Exercise: Only the lines below starting at the one containing "- I allowed" and ending at the one containing "--- a/src/utils/DarCollectionUtils.js" belong in the answer, each copied exactly.

***** Dataset excerpts

PR #1538, opened 2022-04-29
[DUOS-1777][risk=no] add bypass for lc requirement on dar submission

shaemarks:
[Link to Jira ticket](https://broadworkbench.atlassian.net/browse/DUOS-1777)
Summary of Changes:
- Add field in DAR form data to track if checkbox for NIH dataset use only is checked
- Change hasLibraryCards to libraryCardReqSatisified and modify to include status of check box 
- Add tests

[Link to Consent PR](https://github.com/DataBiosphere/consent/pull/1559)
PR above needs to be used as the backend in order to save the status of the checkbox

----

- Verify all tests go green

### DIFF
--- a/cypress/component/DataAccessRequest/researcher_info.spec.js
+++ b/cypress/component/DataAccessRequest/researcher_info.spec.js
@@ -66,7 +66,8 @@ describe('Researcher Info', () => {
   });
 
   it('renders the missing library cards alert correctly', () => {
-    mount(<WrappedResearcherInfo {...props}/>);
+    const mergedProps = {...props, ...{checkNihDataOnly: false}};
+    mount(<WrappedResearcherInfo {...mergedProps}/>);
     cy.get('[dataCy=researcher-info-missing-library-cards]').should('be.visible');
     cy.get('[dataCy=researcher-info-profile-unsubmitted]').should('not.exist');
     cy.get('[dataCy=researcher-info-profile-submitted]').should('not.exist');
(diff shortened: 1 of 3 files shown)


rushtong:
Something in the validation is triggering Step 1 being invalid, even with the `I am exclusively applying for NIH/NHGRI data (ex. GTex)` checked, which is preventing an otherwise complete DAR from being able to be submitted. Digging!

rushtong:
The `checkNihDataOnly` value doesn't seem to be sent to the back end when clicking `Save`. This also means it isn't being re-populated when the DAR is refreshed, so the user has to re-check that selection.

shaemarks:
> The `checkNihDataOnly` value doesn't seem to be sent to the back end when clicking `Save`. This also means it isn't being re-populated when the DAR is refreshed, so the user has to re-check that selection.

Is this bug occurring even with the [https://github.com/DataBiosphere/consent/pull/1559](https://github.com/DataBiosphere/consent/pull/1559) used as the backend?

rushtong:
>> The checkNihDataOnly value doesn't seem to be sent to the back end when clicking Save. This also means it isn't being re-populated when the DAR is refreshed, so the user has to re-check that selection.

> Is this bug occurring even with the https://github.com/DataBiosphere/consent/pull/1559 used as the backend?

Aha, no, I thought 1559 was merged already - will re-test with that branch.

rushtong:
With the right back end in place, I am able to save the form correctly. Still seeing this for submission though:
> Something in the validation is triggering Step 1 being invalid, even with the `I am exclusively applying for NIH/NHGRI data (ex. GTex)` checked, which is preventing an otherwise complete DAR from being able to be submitted. Digging!

rushtong (approved):

JVThomas (approved):
Tested locally in conjunction with Consent, the checkbox allows researchers to proceed with the DAR application without an LC.

PR #1541, opened 2022-05-02
[DUOS-1784] populate the pi in console pages

shaemarks:
[Link to Jira ticket](https://broadworkbench.atlassian.net/browse/DUOS-1784)
Summary of changes:

Populate PIs in `DarCollectionTable`, using:
- the `createUser`'s `displayName` if their `isThePI` property is true
- the `createUser`'s `piName` property if their `isThePI` property is false
- `- -` as filler if `isThePI` is false and `piName` is empty 

----

- Verify all tests go green

### DIFF
--- a/src/components/dar_collection_table/DarCollectionTable.js
+++ b/src/components/dar_collection_table/DarCollectionTable.js
@@ -1,6 +1,6 @@
 import { useState, useEffect, Fragment, useCallback } from 'react';
 import { div, h } from 'react-hyperscript-helpers';
-import { isNil, isEmpty, find } from 'lodash/fp';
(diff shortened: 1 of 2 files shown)


rushtong (approved):
This looks good to me 👍🏽 
~One thing I notice is that we don't show the PI on chair or member consoles. We do show them in the mocks, so will file a separate ticket for that.~ Edit: ignore that, was looking at the wrong, older console pages.

quazi-h (approved):
Changes look good to me, I see the PI is now populated in the DarCollection table when I check the new_member_console and new_chair_console pages

PR #1544, opened 2022-05-03
[DUOS-1782][risk=no] filter vote summary header

shaemarks:
[Link to Jira ticket](https://broadworkbench.atlassian.net/browse/DUOS-1782)
Summary of changes:
- Only display  vote summary header boxes for buckets that the current user has votes in 
- Move filtering logic on buckets from `MultiDatasetVotingTab` to `DarCollectionReview` since it is now used both for `MultiDatasetVotingTab` and `DataUseVoteSummary` (the vote summary header)
- Update tests

Notes:
- I allowed RP buckets to pass the filter without checking for votes since there is an existing bug where RP elections aren't always created. The main reason I can think of for why someone would want to check for votes in the RP bucket is to not display any vote summary header boxes for an admin navigating to this page. It shouldn't really affect other roles since the `DarCollectionReview` page has restrictions on when it will load based on the current user's roles

----

- Verify all tests go green

### DIFF
--- a/src/utils/DarCollectionUtils.js
+++ b/src/utils/DarCollectionUtils.js
@@ -206,7 +206,7 @@ export const extractUserRPVotesFromBucket = (bucket, user, isChair) => {
     map(voteData => voteData.rp),
     filter((rpData) => !isEmpty(rpData)),
     flatMap(filteredData => isChair ?
-      concat(filteredData.finalVotes, filteredData.chairpersonVotes) :
+      filteredData.chairpersonVotes :
       filteredData.memberVotes),
     filter(vote => vote.dacUserId === user.dacUserId)
   )(votes);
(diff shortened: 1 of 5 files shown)


src/utils/DarCollectionUtils.js
```diff
@@ -206,7 +206,7 @@ export const extractUserRPVotesFromBucket = (bucket, user, isChair) => {
     map(voteData => voteData.rp),
     filter((rpData) => !isEmpty(rpData)),
     flatMap(filteredData => isChair ?
-      concat(filteredData.finalVotes, filteredData.chairpersonVotes) :
+      filteredData.chairpersonVotes :
```
quazi-h, line 209: Nit: Update comment for this function

quazi-h (approved):
Changes look good to me and I am seeing the correct set of vote buckets for collections now.

JVThomas (approved):
LGTM

PR #1547, opened 2022-05-09
[DUOS-1694][risk=no] Workaround for create date parse failure

rushtong:
## Addresses
Bug found while looking into https://broadworkbench.atlassian.net/browse/DUOS-1694

When we try to send a creation date for a vote to the server, it will fail if it's not in the right format. This bug should be fixed there too, but that is a soon-to-be-deprecated endpoint so it's easier to just fix the payload here.

----

- Verify all tests go green


JVThomas (approved):
Looks good to me!

shaemarks (approved):
Looks good!

PR #1561, opened 2022-05-18
[DUOS-1740][risk=no] Single Quote Rule

rushtong:
## Addresses
https://broadworkbench.atlassian.net/browse/DUOS-1740

Add a single quote rule to eslint

----

- Verify all tests go green


shaemarks (approved):
When using double quotes instead of single quotes, the text was highlighted with a warning and had a shortcut to swap with single quotes

.eslintrc
```diff
@@ -23,6 +23,7 @@
     "array-bracket-spacing": "warn",
     "no-unused-vars": "warn",
     "no-extra-semi": "warn",
+    "quotes": ["warn", "single"], // Checks for single quote usage where possible
```
JVThomas: Change it to `"quotes": ["warn", "single", {"avoidEscape": true}]`. It's okay to use double quotes if the string has  apostrophes in it, otherwise you have to manually escape each apostrophe in the string.

JVThomas (changes requested):

.eslintrc
rushtong: Thank you, feedback applied, PTAL

JVThomas (approved):

PR #1569, opened 2022-05-25
DUOS-1771[risk=no] Created Read Only View of DAR Collections for Admins

JVThomas:
Addresses [DUOS-1771](https://broadworkbench.atlassian.net/browse/DUOS-1771)

PR creates a new route that shows a read-only review page of the DAR Collection for admins. PR adds a link to the console page accessible by clicking on the DAR code of any collection in the DAR Collection table. `DarCollectionReview` is also updated to account for an `adminPage` boolean set as a prop on the route to allow for admin specific features for the review page (no filtering datasets or votes by DAC or user, buttons and textfields are disabled, no member tab visible).

- Verify all tests go green


src/components/collection_vote_box/CollectionSubmitVoteBox.js
```diff
@@ -98,9 +98,9 @@ export default function CollectionSubmitVoteBox(props) {
 
   const VoteSubsectionHeading = () => {
     const heading = isFinal ?
-      'Your Vote* (Vote and Rationale cannot be updated after submitting)' :
+      `${!adminPage ? 'Your Vote* (Vote and Rationale cannot be updated after submitting)' : 'Vote*'}` :
       'Your Vote*';
```
rushtong: This logic is working on the dataset bucket vote slab, but not on the RP vote slab. Screenshot:

Screen Shot 2022-05-31 at 9 16 03 AM

rushtong (commented):
Page looks and functions great. One minor bug wrt RP vote slab inline.

src/components/collection_voting_slab/MultiDatasetVoteSlab.js
```diff
@@ -79,17 +79,18 @@ export default function MultiDatasetVoteSlab(props) {
...
         type: 'danger',
-        isRendered: !allOpenElections
+        isRendered: !adminPage && !allOpenElections
       }),
       h(CollectionSubmitVoteBox, {
         question: 'Should data access be granted to this applicant?',
         votes: currentUserVotes,
         isFinal: isChair,
-        isDisabled: readOnly || isEmpty(currentUserVotes) || !allOpenElections,
+        isDisabled: adminPage || readOnly || isEmpty(currentUserVotes) || !allOpenElections,
```
shaemarks, line 88: I think the ticket mentions not showing the vote buttons/rationale textbox at all for the admin page. I can see the use of showing them in the case that the admin is also a chair that voted on this collection, but I'm wondering if it would make more sense to just not show the buttons since that is not the majority of cases

JVThomas: Currently the review page shows the final vote through the buttons (highlighted background color, white if vote not submitted), the rationale through the textfield, and the member votes through the table. The admin should be able to see everything and I think the current template does that very well. 

Removing the buttons and rationale just takes information away, so it's just easier to make everything read-only and to ensure that no data filtering processes are fired for the admin view.

shaemarks (approved):
Code and tests look good to me! It may be worth updating the comments above the utils functions where `adminPage` was added as a parameter, but great otherwise

rushtong (approved):

PR #1571, opened 2022-05-25
[DUOS-1826][risk=no] dar status shows open when all elections are closed

shaemarks:
[Link to Jira ticket](https://broadworkbench.atlassian.net/browse/DUOS-1826)
Summary of changes:
- fix bug where incorrect statuses were shown by filtering out RP elections in `determineCollectionStatus`
- Add tests for `determineCollectionStatus` and `processElectionStatus`
- Update string equivalence conditionals to use lowercase version of string 

----

- Verify all tests go green

### DIFF
--- a/cypress/component/utils/utils.spec.js
+++ b/cypress/component/utils/utils.spec.js
@@ -1,7 +1,8 @@
 /* eslint-disable no-undef */
-import { getSearchFilterFunctions, formatDate } from '../../../src/libs/utils';
-import { cloneDeep } from 'lodash/fp';
+import { getSearchFilterFunctions, formatDate, darCollectionUtils } from '../../../src/libs/utils';
+import {cloneDeep, toLower} from 'lodash/fp';
 import { forEach } from 'lodash';
+const { determineCollectionStatus } = darCollectionUtils;
 
 const collectionsSkeleton = [
   {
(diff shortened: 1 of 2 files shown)


cypress/component/utils/utils.spec.js
```diff
@@ -17,6 +18,53 @@ const collectionsSkeleton = [
   }
 ];
 
+const collectionWithMixedElectionStatuses = {
+  dars: {
+    0: {
```
lu-c, line 23: Why key this by index? Would an array be a better object for `dars`?

src/libs/utils.js
```diff
@@ -66,9 +66,10 @@ export const darCollectionUtils = {
             }
             return [];
           } else {
-            //if elections exist, filer out elections based on relevant ids
+            //if elections exist, filter out elections based on relevant ids
+            //only Data Access elections impact the status of the collection
             //NOTE: Admin does not have relevantIds, DAC roles do
-            const electionArr = Object.values(elections);
+            const electionArr = filter(election => toLower(election.electionType) === 'dataaccess')(Object.values(elections));
```
lu-c, line 72: LGTM, like the change for lower 👍

lu-c (approved):
LGTM

cypress/component/utils/utils.spec.js
rushtong: Real dar collection data is a map of dar reference id to dar. Similarly, elections are a map of election id to election, etc.

rushtong (approved):
LGTM 👍🏽

PR #1572, opened 2022-05-26
[DUOS-1834][risk=no] Added localstorage setting for updating the default sort for DataCollectionTables.

lu-c:
1. Updated the default sort field from title to SUBMISSION_DATE
2. Store settings when the user sorts to localstorage
3. Read this value and use that on init of the table component

### DIFF
--- a/.eslintrc
+++ b/.eslintrc
@@ -23,7 +23,7 @@
     "array-bracket-spacing": "warn",
     "no-unused-vars": "warn",
     "no-extra-semi": "warn",
-    "quotes": ["warn", "single", {"avoidEscape": true}], // Checks for single quote usage where possible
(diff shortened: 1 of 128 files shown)


shaemarks (approved):
Changes look good to me! Sorting correctly defaults to descending submission date, and sort settings are maintained as the user navigates the site. 

For users with multiple roles, sort settings are seen across all consoles (ex: a change in the admin DarCollectionTable sorting is also seen in the DAC member DarCollectionTable), but I'm not sure that's something worth worrying about

quazi-h (approved):
I observed the sort on pages with Dar Collection to default to submission date as expected. Changes to sort on one page also persist when looking at other pages with Dar Collections. Changes look good to me!

PR #1573, opened 2022-05-27
[DUOS-1834][risk=no] Updated style of sorting icons

lu-c:
To give more indication as to which column is sorted on right now. Decided to do this work because it was confusing to work on DUOS-1834 while not really being able to immediately tell what the sort was

**Before**
Screen Shot 2022-05-27 at 3 23 21 PM

**AFTER**
Screen Shot 2022-05-27 at 3 21 15 PM
Screen Shot 2022-05-27 at 3 21 20 PM
Screen Shot 2022-05-27 at 3 21 25 PM

----

- Verify all tests go green

### DIFF
--- a/src/index.css
+++ b/src/index.css
@@ -630,6 +630,28 @@ small {
   color: #2FA4E7;
 }
 
+.cell-sort .sort-container {
+  display: flex;
+  flex-direction: column;
+}
+
+.cell-sort .sort-container .sort-icon {
+  font-size: 20px;
+  opacity: 0.4;
+}
+
+.cell-sort .sort-container .sort-icon.active {
+  opacity: 1;
+}
+
+.cell-sort .sort-container .sort-icon.sort-icon-up {
+  transform: translateY(7px);
+}
+
+.cell-sort .sort-container .sort-icon.sort-icon-down {
+  transform: translateY(-7px);
+}
+
 .cell-sort .sort-icon {
   color: #777777;
   font-size: 10px;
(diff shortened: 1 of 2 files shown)


src/index.css
```diff
@@ -630,6 +630,28 @@ small {
...
+}
+
+.cell-sort .sort-container .sort-icon.sort-icon-up {
+  transform: translateY(7px);
+}
+
+.cell-sort .sort-container .sort-icon.sort-icon-down {
+  transform: translateY(-7px);
+}
+
```
rushtong, line 654: Can we move this to an inline style object in `SimpleTable.js`? We have been trying to move away from using index.css for a few different reasons, chief among them being the difficulty in refactoring styles when they end up used across many components.

rushtong (commented):
New icons look great. Let's also get some feedback from Yvonne wrt our current invision mocks. See feedback inline re: css.

src/index.css
lu-c: Is that decision up for discussion at all? 😂 I have some ideas and preferences for organizing styles that I've used before in the past, but I also don't want to cramp the team's style if this being done for bigger reasons.

I'm happy to make the changes here for this PR to get it closed out faster btw (don't want to just leave things lingering while waiting on larger decisions)!

rushtong: All decisions are always open for discussion! Feel free to ignore this suggestion and we can schedule a conversation with the larger team.

rushtong (approved):
👍🏽

shaemarks (approved):
Looks good to me!

src/index.css
lu-c: Ok, if you don't mind then, I'll leave the styles in place! The reasoning for that being that the cell-sort styles were already in there, there are other parts of the application using them, and it might be weird / unintuitive to have sort styling in multiple places.

PR #3663, opened 2026-06-30
[DT-2591] Convert `DownloadLink.jsx` to TypeScript

kevinmarete:
### Addresses

https://broadworkbench.atlassian.net/browse/DT-2590

### Summary

Convert `DownloadLink.jsx` to TypeScript with vitest tests.

----

- Verify all tests go green


rushtong (approved):
👍🏽

cypress/component/pages/manage_dac/EditDac.spec.tsx
fboulnois, line 1: Are we planning to move this test in a future PR?

fboulnois (approved):
One question otherwise lgtm 👍

cypress/component/pages/manage_dac/EditDac.spec.tsx
kevinmarete: Yes, moving `EditDac.spec.tsx` to vitest is planned but intentionally deferred to a follow-up PR. The `a → button` change on line 647 is a required fix to keep the existing Cypress test passing after `DownloadLink` switched its rendered element — without it, the test would break.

**********

Answer:
- I allowed RP buckets to pass the filter without checking for votes since there is an existing bug where RP elections aren't always created. The main reason I can think of for why someone would want to check for votes in the RP bucket is to not display any vote summary header boxes for an admin navigating to this page. It shouldn't really affect other roles since the `DarCollectionReview` page has restrictions on when it will load based on the current user's roles

----

- Verify all tests go green

### DIFF
--- a/src/utils/DarCollectionUtils.js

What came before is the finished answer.